Este planteamiento de revitalizar los centros escolares como proyectos socioeducativos es una apuesta moderna, con futuro, con visión constructiva de la sociedad y como elemento de mejora para las nuevas generaciones. Las todavía altas cifras de fracaso escolar, es más bien un fracaso social que la propia sociedad tendrá que presupuestar en dineros para atenderlos como ciudadanos de exclusión social en el futuro. La tarea educativa no es sólo de los docentes, en un recinto y con un horario concreto, es un trabajo de toda la sociedad. Llevamos años formando jóvenes en educación social, ¿cuál es su espacio de trabajo?, ¿por qué no participan en el sistema educativo como buenos profesionales preparados para ello?. Si sus «clientes» son nuestros propios alumnos y alumnas ¿por qué no trabajan conjuntamente con los docentes?

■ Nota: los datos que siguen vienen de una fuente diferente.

Issue #2599, opened 2025-04-16
Grype does not handle cache-dir containing ~ correctly


e4711s:
**What happened**:
When .grype.yaml is present and it contains a cache-dir setting like this

```
db:
  # location to write the vulnerability database cache (env: GRYPE_DB_CACHE_DIR)
  cache-dir: '~/.cache/grype/db'
```

then it actually creates a folder named '~' in the current working directory and below it the cache.
So you have the db in `/home/me/~/.cache/grype/db` .

**What you expected to happen**:

No folder named '~' is created, cache db in `/home/me/.cache/grype/db` .

**How to reproduce it (as minimally and precisely as possible)**:

1. Install grype on Ubuntu 24.04 (I used WSL2, not sure if it makes a difference)
2. run `grype config > ~/.grype.yaml` to create default config containing `cache-dir: '~/.cache/grype/db'`
3. run `grype ubuntu:latest`
4. check the directory contents `ls -la` (it will list the '~' folder)
**Environment**:
- Output of `grype version`: 0.91.0
- OS: Ubuntu 24.04

popey:
Aha! 

Duplicate of #2024 

(which looks like a clio issue under the covers.https://github.com/anchore/clio/issues/77)

kzantow:
FWIW there is nothing in CLIO that handles this today, so the simplest fix would be in Grype directly using something like: `homedir.Expand(cacheDir)` [like we use elsewhere](https://github.com/anchore/grype/blob/86b9742fd36dbb97ee87e1aa68a7332f0cf00f8b/grype/pkg/syft_sbom_provider.go#L146). There was a good suggestion to add a specialized type in CLIO that automatically has this behavior via an implemented `PostLoad` hook, but this hasn't been implemented yet.

PR #2600, opened 2025-04-16
fix: expand db cache dir homedir expressions

### LINKED ISSUE #2024: Grype should expand `~` in paths in config file
**What happened**:

Running `grype config` makes a sample config file. This config file (on macOS) includes 
``` yaml
db:
   cache-dir: '~/Library/Caches/grype/db'
```

This makes sense. There's no need to put my username in the config file. **However**, this config file is interpreted as `$PWD/~/...`. In other words, Grype fails to interpret `~` as the home directory, and instead interprets it as the start of a relative path.

If file paths are specified anywhere in the config file, `~` should be expanded to the user's home directory.

``` sh
cd $(mktemp -d)
grype config >> .grype.yaml
grype alpine:latest
ls -al
```

**Environment**:
- Output of `grype version`:
```
Application:         grype
Version:             0.79.4
BuildDate:           2024-07-31T15:05:32Z
GitCommit:           brew
GoVersion:           go1.22.5
Compiler:            gc
Syft Version:        v1.10.0
Supported DB Schema: 5
```
- OS (e.g: `cat /etc/os-release` or similar): M1 macbook

kzantow:
This PR just calls `homedir.Expand` on the configured DB cache dir. This fixes a longstanding issue that the user's homedir is replaced with `~` in `grype config`, but not expanded back properly as the user's homedir, but rather a subdirectory (`./~`).

Example:
```
$ GRYPE_DB_CACHE_DIR=~/grypedb go run ./cmd/grype alpine:3.15
...
$ ls -l ~/grypedb/6/vulnerability.db
-rw-r--r--@ 1 kzantow  staff  1118699520 Apr 16 08:28 /Users/kzantow/grypedb/6/vulnerability.db
```

Fixes #2024, #2599

### DIFF
--- a/cmd/grype/cli/options/database.go
+++ b/cmd/grype/cli/options/database.go
@@ -4,6 +4,7 @@ import (
 	"time"
 
 	"github.com/anchore/clio"
+	"github.com/anchore/go-homedir"
 	"github.com/anchore/grype/grype/db/v6/distribution"
 	"github.com/anchore/grype/grype/db/v6/installation"
 )
@@ -25,6 +26,7 @@ type Database struct {
 
 var _ interface {
 	clio.FieldDescriber
+	clio.PostLoader
 } = (*Database)(nil)
 
 func DefaultDatabase(id clio.Identification) Database {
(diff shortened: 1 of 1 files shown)


popey:
Works for me!

```
$ snapshot/darwin-build_darwin_arm64_v8.0/grype config > .grype.yaml
$ grep "~" .grype.yaml
  cache-dir: '~/Library/Caches/grype/db'
$ snapshot/darwin-build_darwin_arm64_v8.0/grype db update
 ✔ Vulnerability DB                [updated]
[0000]  WARN overriding db update check
$ ls -ltrha ~/Library/Caches/grype/db/6/vulnerability.db
-rw-r--r--@ 1 alan  staff   1.0G 16 Apr 14:10 vulnerability.db
$ ls -l "~"
ls: ~: No such file or directory
```

popey (approved):
WFM & LGTM FWIW THX

PR #3146, opened 2026-01-06
fix: preserve local version segment in constraints for PEP 440 comparison

willmurphyscode:
PR #3121 fixed an issue where 6.4+cgr.1 wasn't matching <= 6.4.0 by stripping local version segments during comparison. However, this introduced a regression: constraints with local segments (like = 2.0.0+cgr.1) incorrectly matched versions without that local segment (like 2.0.0).

This caused false negatives where upstream packages were incorrectly marked as "unaffected" by downstream distributor patches. For example, flask==2.0.0 from PyPI was not flagged for GHSA-m2qf-hxjv-5gpq because Chainguard's unaffected entry for = 2.0.0+cgr.1 was incorrectly matching it.

The fix:
- Package versions: local segment is still ignored (preserving #3121 fix)
- Constraint versions: local segment is now preserved and compared using PEP 440 rules

This ensures:
- 6.4+cgr.1 matches <= 6.4.0 ✓ (original fix preserved)
- 2.0.0 does NOT match = 2.0.0+cgr.1 ✓ (regression fixed)
- 2.0.0+cgr.1 matches = 2.0.0+cgr.1 ✓ (exact match works)
- 2.0.0+cgr.12 > 2.0.0+cgr.2 ✓ (proper numeric comparison per PEP 440)

### DIFF
--- a/grype/version/pep440_version.go
+++ b/grype/version/pep440_version.go
@@ -7,7 +7,10 @@ import (
 var _ Comparator = (*pep440Version)(nil)
 
 type pep440Version struct {
-	obj goPepVersion.Version
+	// public is the public portion of the version (without local segment), used for most comparisons
+	public goPepVersion.Version
+	// full is the complete parsed version including local segment, used when constraint has local
+	full goPepVersion.Version
 }
 
 func newPep440Version(raw string) (pep440Version, error) {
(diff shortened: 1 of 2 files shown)


wagoodman (approved):

mosabua:
Thank you for fixing this so quickly!

Issue #1409, opened 2023-07-31
Should we combine the grype and grype-db projects?


wagoodman:
This has come up a couple of times in ad-hoc conversations so I wanted to try and get this in a ticket for more feedback. Today we have a project for `grype` (the application that matches packages and vulnerabilities) and `grype-db` (the application that builds the DB of vulnerabilities that grype uses). 

We could consider combining these projects (where the grype-db codebase is merged into the grype repo). There are at least a couple ways this can go:
- Add another entrypoint (build two binaries): ./cmd/grype (today's) and ./cmd/grype-db 
- Update the `grype` application with more subcommands: `grype db build ...`

It might mean that the workflow that uses grype / grype-db to build OSS databases nightly remains where it is or is also migrated... this would be TBD.

To be clear: this is purely speculative. At the current time there is no plan to make this change (as it is a lot of work), but again, since it's been asked a couple times I wanted to see if there was anyone out there with strong opinions about this and gather as much feedback as possible.

willmurphyscode:
What are the advantages of combining them? When the question of combining them comes up, why does it come up?

wagoodman:
Today the DB definitions live in grype. But it's grype DB that needs these for all schema versions. One conclusion is to move DB definitions into grype-db, however, DB concerns like namespace are tightly coupled to the definition of a grype package... so if we move these definitions we end up with a go module cycle, which is technically allowed, but highly discouraged.

We also have the problem of when making specific updates exactly what needs to be merged and released first before being able to continue. This is especially true with new DB schemas. Merging these repos does not eliminate the issue, but does alleviate it some: it's one less repo to coordinate such changes.

wagoodman:
My latest thoughts is that combining these projects is the way to go. Specifically:
- Migrate all golang code to the grype repo -- adding either a new binary or new subcommand in grype
- Keep all python (`manager`) code and github workflows for operationalizing the DB nightly in the grype-db repo. Probably would move the manager code up to the root of the repo. This also means keeping all operations cache (OCI images with data sync results) in the grype-db repo.

This way:
- there is one place where DB readers and writers are defined and used (not cross repo). This allows us to internalize some (most? all?) of those concerns, simplifying the public API in grype (something needed for 1.0)
- there are no grype updates that could break grype-db, since all PR validations for both tools would run at the same time (in the grype repo)
[...]

PR #3149, opened 2026-01-07
Port grype-db lib to grype

wagoodman:
This partially addresses [1409](https://github.com/anchore/grype/issues/1409). 

This is taking the majority of the `pkg/` package from `anchore/grype-db` and migrating it to here. This is mainly a lift-and-shift of the `build` and `package` aspects of grype-db (`pull` will remain in grype-db).

Here is the [docs update](https://github.com/anchore/oss-docs/pull/136) for this change.

## What's being added to grype

- **Transformers/Unmarshalers/Processors** for all the vulnerability data sources we ingest (NVD, OSV, OS advisories, GitHub, MSRC, OpenVEX, etc.)
- **DB writers** and build infrastructure
- **Codename lookup** generation (the debian/ubuntu version-to-codename mapping) + weekly workflow to keep codename data up to date via automated PRs.

A similar question, what is NOT being added to grype:
- anything related to running vunnel or the `pull` process in grype-db
- DB acceptance tests, these will remain in grype-db for the meantime

## Why do this?

1. The grype-db lib has a lot of code that is responsible for taking data and writing it to the DB. Today the DB schema and surrounding code lives in the grype repo. This can lead to odd situations where you've made a change to the DB code in grype and released it but it doesn't function practically in the grype-db repo, what is responsible for making production DBs. This is the first step in moving all of the logic needed to write to a DB in one spot, so that we can catch these kinds of issues as early as possible.

2. Unit/Integration tests could benefit from being able to build realistic DBs from test fixture data in the same manner that we build DBs in production. Today we utilize a mocking layer, which is very cumbersome and not providing a lot of value. By cumbersome, I mean that it takes many lines of code to express a test + test-fixture (which needs to be manually written). By "not providing a lot of value" I mean that it is easy to write a test that will pass but does not reflect what will happen in production (thus is not a good safety net to continue to develop against).

3. Simplifies development workflow. Instead of needing to implement logic across two repos, it's implemented in one (grype). Grype-db still needs to pull in the changes, but only via a go-module bump, not with additional code/test review.

## Questions

- **Will we migrate the remaining grype-db functionality (commands) into grype?**... Maybe. There are good reasons for and against this. The most minimal/impactful action is to get the underlying DB writing functionality migrated to grype in order to improve our test posture.

- **Does this refactor tests with a new DB build infrastructure?** Not yet, that will be a follow up PR(s).

- **Does this internalize the new API?** Not yet, only a few areas have been put into `internal` packages. This will be a focus of the grype 1.0 work as a whole (more things will be put into `internal` over time).

- **Will this new code be removed from grype-db?** [Yes](https://github.com/anchore/grype-db/pull/794).

### DIFF
--- a/.github/workflows/validations.yaml
+++ b/.github/workflows/validations.yaml
@@ -281,6 +281,9 @@ jobs:
 
       - name: Run CLI Tests (Linux)
         run: make cli
+        env:
+          GRYPE_SNAPSHOT_PREBUILT: "true"
+          GRYPE_BINARY_LOCATION: ${{ github.workspace }}/snapshot/linux-build_linux_amd64_v1/grype
 
   Cleanup-Cache:
     name: "Cleanup snapshot cache"
--- a/Taskfile.yaml
+++ b/Taskfile.yaml
@@ -221,12 +221,20 @@ tasks:
       # exercise most of the CLI with the data race detector enabled
       - "go run -race cmd/{{ .PROJECT }}/main.go alpine:latest"
 
+  _ensure-snapshot:
+    # Ensure the snapshot binary is available, building only if needed.
+    # In CI, set GRYPE_SNAPSHOT_PREBUILT=true to skip the rebuild when the binary was restored from cache.
+    # Locally, this falls through to the snapshot task which uses checksum-based staleness detection
+    # so that code changes always produce a fresh binary.
+    internal: true
+    status:
+      - test -n "$GRYPE_SNAPSHOT_PREBUILT" -a -f "{{ .SNAPSHOT_BIN }}"
+    cmds:
+      - task: snapshot
+
   cli:
     desc: Run CLI tests
-    # note: we don't want to regenerate the snapshot unless we have to. In CI it's probable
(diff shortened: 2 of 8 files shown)


.github/workflows/update-generated-code.yml
```diff
@@ -0,0 +1,47 @@
...
+      - uses: peter-evans/create-pull-request@98357b18bf14b5342f975ff684046ec3b2a07725 #v8.0.0
+        with:
+          signoff: true
+          delete-branch: true
+          branch: auto/latest-codename-data
+          labels: dependencies
+          commit-message: "chore(deps): update OS codename data"
+          title: "chore(deps): update OS codename data"
+          body: |
+            Update OS codename data from endoflife.date
```
kzantow: Is this using endoflife.date?

grype/db/internal/tarutil/file_entry.go
```diff
@@ -0,0 +1,37 @@
+package tarutil
```
kzantow, line 1: It's unfortunate this became duplicated code. Note: populate is no longer used and could be removed from grype-db, I think.

PR #3154, opened 2026-01-09
Add archlinux matcher to grype

willmurphyscode:


grype/db/v6/data.go
```diff
@@ -40,9 +40,9 @@ func KnownOperatingSystemSpecifierOverrides() []OperatingSystemSpecifierOverride
 		{Alias: "chainguard", Rolling: true},
 
 		// others
-		{Alias: "arch", Rolling: true},
+		{Alias: "archlinux", Rolling: true},
 		{Alias: "minimos", Rolling: true},
-		{Alias: "archlinux", ReplacementName: strRef("arch"), Rolling: true}, // non-standard, but common (dockerhub uses "archlinux")
+		{Alias: "arch", ReplacementName: strRef("archlinux"), Rolling: true}, // os-release ID=arch, but namespace uses archlinux
```
willmurphyscode, line 45: To avoid changing https://github.com/anchore/grype/blob/56752cec9f012d9987a0e680c816fad85a061af8/grype/distro/type.go#L22

kzantow: Right, the operating system in the db is `archlinux` 👍

kzantow (approved):
LGTM

PR #3156, opened 2026-01-11
Fix vulnerability ignore matching to be case-insensitive

RohitYandigeri:
### Summary
Vulnerability identifiers such as CVE and GHSA are case-insensitive, but ignore
rules were previously matched using exact string comparison. This caused ignore
rules to fail when casing differed between sources.

### Root Cause
Ignore rule evaluation compared vulnerability IDs using strict string equality,
while vulnerability sources (e.g., Grype data, GHSA) may report identifiers in
mixed or lowercase formats.

### Changes
- Make vulnerability ID matching case-insensitive when applying ignore rules
- Add a unit test validating that GHSA identifiers are ignored regardless of casing

### Impact
- Fixes ignore rules not applying to GHSA vulnerabilities with lowercase IDs
- Backward compatible; does not affect existing ignore behavior

### Notes
Local full test execution could not complete due to disk space constraints on the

La educación obligatoria de un alumno durante la asistencia al centro escolar es de 1.050 horas por curso. Las mismas que las que ese alumno o alumna dedica a actividades lúdicas ante un tv, ordenador o deporte con los amigos. Es preciso ampliar el abanico educativo más allá de las horas obligatorias del llamado currículo. Por tanto la educación es algo compartido por muchos agentes sociales que debemos trabajar estando coordinados y en la misma dirección. Enlazando todo esto con que los centros docentes tienen la realidad de su municipio o de su barrio, debemos trabajar coordinados con otros estamentos sociales cuyos sujetos son nuestro propio alumnado. La interculturalidad está en los barrios, en los círculos sociales de los municipios y en el propio centro educativo. Cada uno tendrá que dotarla de mayor o menor intensidad en relación directa con la que exista en su propio entorno.
La buena pedagogía intercultural debe tener su personalidad en cada centro educativo. Los distintos proyectos que atiendan las necesidades del alumnado son la mejor herramienta para dar éxito a todo el alumnado. Proyectos dentro del aula, proyectos fuera del aula, en horario escolar o fuera de él… pero que den respuesta a esa realidad social, a esa masa social que es el alumnado. Repito que no es una labor exclusiva de los docentes, aunque llevemos el mayor peso de este trabajo.